Singularity of Data Analytic Operations

Statistical data by their very nature are indeterminate in the sense that if one repeated the process of collecting the data the new data set would be somewhat different from the original. Therefore, a statistical method, a map $\Phi$ taking a data set $x$ to a point in some space F, should be stable at $x$: Small perturbations in $x$ should result in a small change in $\Phi(x)$. Otherwise, $\Phi$ is useless at $x$ or -- and this is important -- near $x$. So one doesn't want $\Phi$ to have "singularities," data sets $x$ such that the the limit of $\Phi(y)$ as $y$ approaches $x$ doesn't exist. (Yes, the same issue arises elsewhere in applied math.) However, broad classes of statistical methods have topological obstructions of continuity: They must have singularities. We show why and give lower bounds on the Hausdorff dimension, even Hausdorff measure, of the set of singularities of such data maps. There seem to be numerous examples.

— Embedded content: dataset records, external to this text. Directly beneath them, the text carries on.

PR #487, opened 2017-02-08
Make NodeDescriptor, Descriptor, and HighlightableDescriptor generic

emilsjolander:
Previously only AbstractChainedDescriptor was generic. Anyone extending
directly from Descriptor or implementing HighlightableDescriptor had to
make sure to add casts from Object to their concrete type. This diff
solves that by making all descriptors generic.

### DIFF
--- a/stetho/src/main/java/com/facebook/stetho/inspector/elements/AbstractChainedDescriptor.java
+++ b/stetho/src/main/java/com/facebook/stetho/inspector/elements/AbstractChainedDescriptor.java
@@ -34,11 +34,13 @@ import javax.annotation.Nullable;
  * @param <E> the class that this descriptor will be describing for {@link DocumentProvider},
  * {@link Document}, and ultimately {@link DOM}.
  */
-public abstract class AbstractChainedDescriptor<E> extends Descriptor implements ChainedDescriptor {
+public abstract class AbstractChainedDescriptor<E>
+    extends Descriptor<E> implements ChainedDescriptor<E> {
 
-  private Descriptor mSuper;
+  private Descriptor<? super E> mSuper;
 
-  public void setSuper(Descriptor superDescriptor) {
+  @Override
+  public void setSuper(Descriptor<? super E> superDescriptor) {
     Util.throwIfNull(superDescriptor);
 
     if (superDescriptor != mSuper) {
@@ -49,26 +51,24 @@ public abstract class AbstractChainedDescriptor<E> extends Descriptor implements
     }
   }
 
-  final Descriptor getSuper() {
+  final Descriptor<? super E> getSuper() {
     return mSuper;
   }
 
   @Override
-  @SuppressWarnings("unchecked")
-  public final void hook(Object element) {
+  public final void hook(E element) {
     verifyThreadAccess();
     mSuper.hook(element);
-    onHook((E) element);
+    onHook(element);
   }
 
   protected void onHook(E element) {
   }
 
   @Override
-  @SuppressWarnings("unchecked")
-  public final void unhook(Object element) {
+  public final void unhook(E element) {
     verifyThreadAccess();
-    onUnhook((E) element);
+    onUnhook(element);
     mSuper.unhook(element);
   }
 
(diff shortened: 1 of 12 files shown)


stetho/src/main/java/com/facebook/stetho/inspector/elements/ChainedDescriptor.java
```diff
@@ -53,5 +53,5 @@
  * {@link AbstractChainedDescriptor}) which solves all of these issues for you.<p/>
  */
 public interface ChainedDescriptor {
-  void setSuper(Descriptor superDescriptor);
+  void setSuper(Descriptor<Object> superDescriptor);
```
rickbrew: this should probably be either `Descriptor<?>` or just `Descriptor`

stetho/src/main/java/com/facebook/stetho/inspector/elements/Descriptor.java
```diff
@@ -17,7 +17,7 @@
 import java.util.HashMap;
 import java.util.Map;
 
-public abstract class Descriptor implements NodeDescriptor {
+public abstract class Descriptor<T> implements NodeDescriptor<T> {
```
rickbrew: let's change `<T>` to `<E>`

stetho/src/main/java/com/facebook/stetho/inspector/elements/NodeDescriptor.java
```diff
@@ -14,27 +14,27 @@
 
 import javax.annotation.Nullable;
 
-public interface NodeDescriptor extends ThreadBound {
-  void hook(Object element);
+public interface NodeDescriptor<T> extends ThreadBound {
```
rickbrew: let's change `<T>` to `<E>`

stetho/src/main/java/com/facebook/stetho/inspector/elements/ChainedDescriptor.java
rickbrew: actually ... it'd be great if we could somehow make it so that this is some form like `Descriptor<? super E>`, so that `AbstractChainedDescriptor<E>` can enforce type safety better

It may be best to leave `ChainedDescriptor#setSuper` as accepting a raw `Descriptor` and do the `<? super E>` thing only in the derived class. (java generics are weird ... that might even work)

stetho/src/main/java/com/facebook/stetho/inspector/elements/AbstractChainedDescriptor.java
```diff
@@ -34,11 +34,13 @@
  * @param <E> the class that this descriptor will be describing for {@link DocumentProvider},
  * {@link Document}, and ultimately {@link DOM}.
  */
-public abstract class AbstractChainedDescriptor<E> extends Descriptor implements ChainedDescriptor {
+public abstract class AbstractChainedDescriptor<E>
+    extends Descriptor<E> implements ChainedDescriptor {
 
-  private Descriptor mSuper;
+  private Descriptor<Object> mSuper;
```
rickbrew: see my comments on `ChainedDescriptor` ... I'd love it if we can make this `Descriptor<? super E>`

stetho/src/main/java/com/facebook/stetho/inspector/elements/android/HighlightableDescriptor.java
```diff
@@ -13,7 +13,7 @@
 
 import javax.annotation.Nullable;
 
-interface HighlightableDescriptor {
+public interface HighlightableDescriptor<T> {
```
rickbrew: `T` -> `E`

stetho/src/main/java/com/facebook/stetho/inspector/elements/android/HighlightableDescriptor.java
```diff
@@ -13,7 +13,7 @@
 
 import javax.annotation.Nullable;
 
-interface HighlightableDescriptor {
+public interface HighlightableDescriptor<E> {
```
rickbrew: do we need to make this public? seems like this is something for a later diff, right?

We apply mainly topological methods to study the (topological) singularities of functions defined (on dense subsets of) "data spaces" and taking values in spaces with nontrivial homology. At least in this book, data spaces are usually compact manifolds. The purpose is to gain insight into the numerical conditioning of statistical description, data summarization, and inference and learning methods. We prove general results that can often be used to bound below the dimension of the singular set. We apply our topological results to develop lower bounds on Hausdorff measure of the singular set. We apply these methods to the study of plane fitting and measuring location of data on spheres. This is not a "final" version, merely another attempt.

翻译：统计数据本质上是非确定性的，因为如果重复数据收集过程，新数据集与原始数据集会有所不同。因此，一种统计方法——将数据集$x$映射到某空间$F$中一个点的映射$\Phi$——应在$x$处保持稳定：$x$的微小扰动应导致$\Phi(x)$的微小变化。否则，$\Phi$在$x$处——且重要的是——在$x$附近将毫无用处。因此，我们不希望$\Phi$存在“奇异性”，即数据集$x$使得当$y$趋近于$x$时$\Phi(y)$的极限不存在。（是的，应用数学的其他领域也存在同样的问题。）然而，广泛的统计方法类别存在拓扑连续性的障碍：它们必然具有奇异性。我们阐释了其原因，并给出了此类数据映射的奇异集豪斯多夫维数甚至豪斯多夫测度的下界。似乎存在大量实例。我们主要运用拓扑方法来研究定义在“数据空间”稠密子集上、取值于具有非平凡同调性的空间中的函数的（拓扑）奇异性。至少在本著作中，数据空间通常是紧流形。我们的目标是深入理解统计描述、数据摘要、推理及学习方法的数值条件性。我们证明了可用于界定奇异集维数下界的一般性结论。利用拓扑结果，我们推导了奇异集豪斯多夫测度的下界。我们将这些方法应用于平面拟合和球面数据位置测量研究。这并非“最终”版本，仅为又一次尝试。